Game development is the most common use case. Real-time strategy games use A* for unit pathfinding. Tower defense games use it to place towers within range of enemy paths. Even simple games like Pac-Man use variants of A* for ghost movement.
GPS and navigation systems rely on A* for route planning. The road network is the graph, edge costs are travel times, and the heuristic is distance-as-the-crow-flies. Traffic-aware variants adjust edge costs in real time.
Robotics and motion planning use A* in configuration space – the robot’s possible positions become graph nodes, with edges representing valid movements. This lets robots plan collision-free paths through complex environments.
A* is overkill when the search space is very small (just use BFS), when no admissible heuristic exists, or when any path is acceptable (use greedy best-first).
FAQ
Q: What happens if h(N) overestimates the true cost?
If the heuristic overestimates, A* may find a suboptimal path. The algorithm no longer guarantees optimality. Heuristics that overestimate are called inadmissible, and they make A* behave more like greedy best-first search.
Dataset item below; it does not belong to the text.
Issue #167, opened 2019-05-28
JDBC Source: Add enhancement to improve performance of publish/query handlers


namirfa:
Currently, the JDBC Connector handles publish/query requests serially. This enhancement would allow the respective handlers to run a pool of threads which actually execute the JDBC operations. This would allow for a higher throughput of publish/query requests being processed.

Q: Can A* handle moving obstacles?
The standard A* algorithm assumes a static graph. For moving obstacles, there are extensions like D* (Dynamic A*) that replan efficiently when the environment changes. Temporal constraints add significant complexity to pathfinding.
Q: Is A* faster than Dijkstra?
Yes, when a good heuristic is available. A* expands fewer nodes than Dijkstra because the heuristic guides the search. The improvement depends on the quality of the heuristic – a tight lower bound like Manhattan distance on a grid produces much faster search than a loose bound.
Q: What is the memory complexity of A*?
A* stores all visited nodes in the closed set and all frontier nodes in the open set. In the worst case, this is O(|V|) where V is the number of nodes in the graph. For large search spaces, this can be significant – IDA* (iterative deepening A*) uses less memory by trading speed for space.
Summary
The A* Algorithm is a cornerstone of pathfinding in computer science. Its combination of actual path cost and heuristic estimate gives it the best of both worlds – the guarantee of Dijkstra’s optimality with the speed of guided search. The key to using A* effectively is choosing an admissible heuristic that is as tight as possible to the true remaining cost. With the right heuristic, A* can solve pathfinding problems orders of magnitude faster than blind search.